- [WORK INSTRUCTIONS]: Examine each line of the data. Copy the line if it includes the word "filters".

### DATA EXTRACT ###

PR #172, opened 2026-06-11
6/11/2026

kwcckw:


frame_2D_alg/agg_recursion.py
```diff
@@ -219,7 +219,7 @@ def comp_H(_Nt,Nt, Link):  # tentative pre-comp
                     r += (i or 1) -1  # Nt,Lt are not redundant
         for fb_, nF in zip((L.Nt.fb_,L.Lt.fb_,L.Bt.fb_,L.Ct.fb_), ('Nt','Lt','Bt','Ct')):
             if fb_: # L+= trans-Ls, python-batched bottom-up:
-                sum2F(fb_,getattr(L,nF))
+                sum2F(fb_,getattr(L,nF))  # L.Nt.N_ is replace L.N_
```
kwcckw, line 222: Sorry, looks like i overlooked this part. `L.N_` might be replaced by `fb_` here, that's when we sum `fb_` into `L.Nt.N_`, so i think the workaround is to have the separated `N_` and `Nt.N_` structure for trans link here? Where we should add the CN params manually instead of converting it into CN.

frame_2D_alg/agg_recursion.py
```diff
@@ -902,7 +906,7 @@ def fill_frame(_iy,_ix, elev, T):  # expand level_frame from pixel-level seed ti
         if tile_: # sparse,2D
             Fr = sum2F(tile_)  # higher-scope tile( oH( aH
             if cross_comp(Fr.Nt, rr=0)[0]:  # spec-> tN_,tC_,tL_, proj comb N_'L_?
-                if elev and ffb:  # ffb =1 in main
+                if elev and ffb:  # ffb =1 in main  (only top level got ffeedback now? From prior discussion, it could be any level as long there's diff?)
```
boris-kz, line 909: it's any level, but only in the main thread, not independently in each new tile of level expansion

frame_2D_alg/agg_recursion.py
boris-kz: so Ls won't use prop_F? will that conflict downstream?

frame_2D_alg/agg_recursion.py
kwcckw: Yes, thanks for the clarifying.

frame_2D_alg/agg_recursion.py
kwcckw: Yes, Ls won't use prop_F, and we access Nt.N_ via Nt anyway in trans_cluster:

    for tFt in L.Nt,L.Bt,L.Ct
    
`L.nt` is still accessed from `L.N_`.

frame_2D_alg/agg_recursion.py
```diff
@@ -85,7 +85,7 @@ def cross_comp(root, rr):  # core function mediating recursive rng+ and der+ cro
```
boris-kz, line 85: Going over general directions:

Read README, agg_recursion, meta_code. Organized by your three axes, with one cross-cutting thread: projection error (rTT) is your natural feedback currency, and it currently only feeds the top tiers (wTT via cent_TT, code via oF.rTT) while the bottom tiers (comp gate, coord selection) still run on static ave or raw value.

**Cross_comp**

1. The comp gate in comp_N_ is the right shape — comp only marginally predictable pairs, defer confident ones as pLs, break on negative projection — but the margin is static: `abs(m)*wN < ave*(r+cN)`. You already compute Link.rTT = relative prediction error per actual comp, then use it only for oF fitting. The local mean of rTT per root is exactly what the margin should be: where projections have been verified accurate, widen the skip band; where rTT is high, narrow it. This answers your own inline question "ave / proj surprise value?" and makes max comp range self-tuning per region before any ffeedback cycle.

2. Same signal should gate pL retro-comparison. add_Lt currently retro-comps pLs on cluster Lt.m — value of confirmed links. But the decision is really about trust in the deferred projections: low cluster ⟨rTT⟩ means pLs can stand un-comped permanently (pure compression win), high ⟨rTT⟩ means they were deferred on bad projections and should be comped first, not last.

3. Decay is one global scalar over spatial distance, but you have three distance axes: span, derivation depth, composition depth. mdecay already measures empirical -dm/ddist over spans; the identical slope is measurable over H levels (from comp_H's per-level dH) and over sub. Three empirical decay rates instead of one prior — and they're the per-axis range filters that feedback should be adjusting. der+ and agg+ extension would then be gated by their own measured decay, not by r-increments standing in for it.

4. der+ as written in the docstring (link-local, abs_diff × adjacent match) doesn't exist in the code path: comp_N_ accumulates TTd into acc but never spawns link cross-comp from it; der+ only materializes post-clustering via Bt in cluster_N/sum2G. So a high-d region that fails the cluster_N gate never gets derivation increment — yet contour-rich regions are exactly where your README says the information is. Is "no composition → no derivation" a principle, or an accident of routing der+ through Bt?

5. `if _N.sub != N.sub: continue` — but base_comp(C,n) in cluster_C is already cross-composition comp. The principled N-N version is mediated descent: comp the smaller N against the best-matching constituent of the larger one, at composition-distance decay. Cheap to defer as a pL rather than hard-skip.

**Clustering**

6. sum2F weights strictly by c even when m_/d_ are passed: fuzzy memberships are stored but don't weight the centroid's params. A marginal member contributes equal to a core member, so cluster_P's reform isn't actually FCM-converging — the centroid drifts toward evidence mass, not membership mass. If deliberate (c = evidence quantity is the only objective weight), then m_ is purely a prune signal; but then "fuzzy" reduces to soft assignment with hard summation. Which is intended?

7. trans_cluster merges whole roots on any single strong tL. Compression logic says: merge two Gs iff their aggregated trans-match exceeds the Bt contrast separating them — otherwise the merge destroys a boundary that just paid for itself. Per-tL triggering also makes the result order-dependent. Related: the centroid-merge gate in comp_C_ sorts by min d but then merges while `vt_(L.dTT,ttF)[0]*wF < avd*(...)` — gating on *low match*. Inverted, or is low-m-at-low-d meant as "distinction not worth representing"?

8. cluster_P is the one stage that violates your sparsity claim: dense Ln×Lc base_comp per iteration over the union of all C.N_. The fix is the same proj_V gate from comp_N_: candidate Cs per N limited to projected range, md__ sparse. Then "parallel" and "sparse" stop being in tension.

9. cluster_N assignment is strong-exemplar-first with fin — order-dependent leftovers for weak seeds. Parallel label propagation (each N takes strongest claimant) keeps the NMS prioritization but is symmetric and parallelizable; the fuzzy stage only corrects this for nodes that reach cluster_C.

**Feedback**

10. Coords: fill_frame moves to argmax PV__ — max projected value, i.e. max predictability. Your README says selection is (proximity − predictability): edge of predictable. Reconciliation: PV per cell = projected value × projection uncertainty (local ⟨rTT⟩ again) — expected information gain, not expected confirmation. Also proj_focus is rank-1 anisotropic (one mean angle a); mang already measures angle coherence, so it should interpolate between the directional kernel and isotropic spread.

11. Filters: `global ave,avd` mutated mid-run means later tiles inherit filters fitted to earlier regimes, and parallel tiles would race. You already thread wTT through roots; ave/avd belong there too, with pack_seg segments as filter scopes — regime-local filters fall out for free, and ffeedback becomes functional.

12. Code: F_call_T_ is write-only — accumulated per call site, never read. It's the missing third term in oF similarity: cluster_oF_ uses body compression + caller overlap, i.e. syntax + role, but not output statistics. Two oFs with matching accumulated dTT profiles under shared callers are the real merge candidates. Stronger version: give oFs a rim of call-site links carrying those dTTs, define base_comp(oF,oF) = body compression + caller overlap + comp_derT of outputs, distance = call-graph hops — then get_exemplars/cluster_N/cluster_C subsume split_oF_/cluster_oF_ outright. Those two are hand-rolled re-implementations of your general clustering; eliminating them is the test of "singular algorithm."

One inconsistency to settle: rTT means prediction error on Links, selectivity gain in cluster_N/cluster_C, raw comp totals in cross_comp — all funneled into cent_TT as salience. abs() hides the sign mismatch, but error and gain are not the same currency for weighting attrs. If rTT is to be the universal feedback signal (points 1, 2, 10), its semantics need to be fixed as projected-vs-actual deviation everywhere.

kwcckw: > but you have three distance axes: span, derivation depth, composition depth

This is actually very helpful, but for proj_focus, proj_N, proj_TT, the distance is span. For derivation depth and composition depth, it's for the projection from fill_frame?

frame_2D_alg/agg_recursion.py
```diff
@@ -145,12 +145,12 @@ def proj_V(_N,N, dist, dy_dx, dec):  # _N x N induction
...
         else: break  # beyond initial induction range, re-sort by proj_V?
     for N in set(N_):
-        if N.rim: sum2F(N.rim, N.Rt)
+        if N.rim: N.Rt = sum2F(N.rim)
     # call trace:
     if L_ := [n for n in L_ if n.typ>-1]: sum2F(L_,CoF.get())  # skip pLs, oF.call_+=[oF], adds data
     TT,cm,rm, TTd,cd,rd = acc
-    oF = CoF.get(); oF.N_=N_; oF.dTT=TT; oF.c+=c; oF.r+=r
-    return L_,TT,cm,rm/(cm or eps), TTd,cd,rd/(cd or eps)
+    oF = CoF.get(); oF.N_=N_; oF.dTT+=TT+TTd; oF.c+=cm+cd; oF.r+=rm+rd  # normalize r?
```
boris-kz, line 152: r should probably not be summed here

frame_2D_alg/agg_recursion.py
```diff
@@ -219,7 +219,7 @@ def comp_H(_Nt,Nt, Link):  # tentative pre-comp
                     r += (i or 1) -1  # Nt,Lt are not redundant
         for fb_, nF in zip((L.Nt.fb_,L.Lt.fb_,L.Bt.fb_,L.Ct.fb_), ('Nt','Lt','Bt','Ct')):
             if fb_: # L+= trans-Ls, python-batched bottom-up:
-                sum2F(fb_,getattr(L,nF))
+                sum2F(fb_,getattr(L,nF))  # L.Nt.N_ is replace L.N_
         sum2F([L.Nt,L.Lt,L.Bt,L.Ct], CoF.get())  # data should be L.Fts?
```
boris-kz, line 223: also sum L proper, it doesn't include tFts?

        sum2F([L, L.Nt,L.Lt,L.Bt,L.Ct], CoF.get())  # no L += trans-Fts?

frame_2D_alg/agg_recursion.py
boris-kz: It's actually not relevant, derivation and composition add costs, not distance

frame_2D_alg/agg_recursion.py
kwcckw: Those trans-forks are already parsed as L.Nt, L.Lt, L.Bt and L.Ct, i think we shouldn't parse L again.

boris-kz: it's the same oF, we need to combine these:

    sum2F([L.Nt, L.Lt, L.Bt, L.Ct], CoF.get())  # no L += trans-Fts?
    oF = CoF.get(); oF.N_=[_N,N]; oF.dTT=L.dTT; oF.c+=L.c; oF.r+=L.r

frame_2D_alg/agg_recursion.py
kwcckw: It should be normalized `rm/(cm or eps) + rd/(cd or eps)`?

frame_2D_alg/agg_recursion.py
kwcckw: We probably need to check if L has added tFts first? That trans-comp is not default, so it's in the section under `if N.typ and m*wN_ > ave*(r+cN_):`.

boris-kz: yes, but it should all be in in the end.
if L is not CN then its core N_, dTT, etc should not include tFts?

kwcckw: > if L is not CN then its core N_, dTT, etc should not include tFts?

Yes, but if L has added tFts, their Nt.N_ overwrites the nt (L.N_), so we probably shouldn't convert them into CN. We should just need to add Nt, Lt, Ct and Bt into L? Then L.Nt.N_ and L.N_ are different references of trans Nt and nt.

boris-kz: yes,

    oF = CoF.get()
    C = oF.c + L.c + L.Nt.c + L.Lt.c + L.Bt.c + L.Ct.c; dTT,R = np.zeros((2,9)) 
    for Ft in oF, L, L.Nt, L.Lt, L.Bt, L.Ct: rc=Ft.c/C; dTT+=Ft.dTT*rc; R+=Ft.r*rc 
    oF.N_ += [L]; oF.dTT=dTT; oF.c=C; oF.r=R
    return L

kwcckw: Okay, but why the oF.N_ is L? It should be the input N_?

boris-kz: oF is comp_N, the nodes are results: Ls

kwcckw: Okay, previously my understanding was the nodes are the processing data, which is the inputs, so now all oF.N_ should be the results?

boris-kz: yes, that's where the values come from
should be the same for clustering: the nodes are the clusters, not elements?

kwcckw: Yes, but clustering's oF is already using the resulting Gs?

    oF.N_=copy(G_)
    
So there shouldn't be any changes on the clustering's oF.

boris-kz: I think we need to use sum_vt for all oFs?

frame_2D_alg/agg_recursion.py
boris-kz: yes, use sum_vt?

frame_2D_alg/agg_recursion.py
kwcckw: Yes, we can use that for most of the function, but except clustering? Because their TT is based on selectivity?

boris-kz: just use rTT instead?

kwcckw: So clustering oF will be having a separate rTT and dTT?

boris-kz: Just rTT, that's a value param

###

- [OUTPUT FOR THIS EXERCISE]:
3. Decay is one global scalar over spatial distance, but you have three distance axes: span, derivation depth, composition depth. mdecay already measures empirical -dm/ddist over spans; the identical slope is measurable over H levels (from comp_H's per-level dH) and over sub. Three empirical decay rates instead of one prior — and they're the per-axis range filters that feedback should be adjusting. der+ and agg+ extension would then be gated by their own measured decay, not by r-increments standing in for it.
11. Filters: `global ave,avd` mutated mid-run means later tiles inherit filters fitted to earlier regimes, and parallel tiles would race. You already thread wTT through roots; ave/avd belong there too, with pack_seg segments as filter scopes — regime-local filters fall out for free, and ffeedback becomes functional.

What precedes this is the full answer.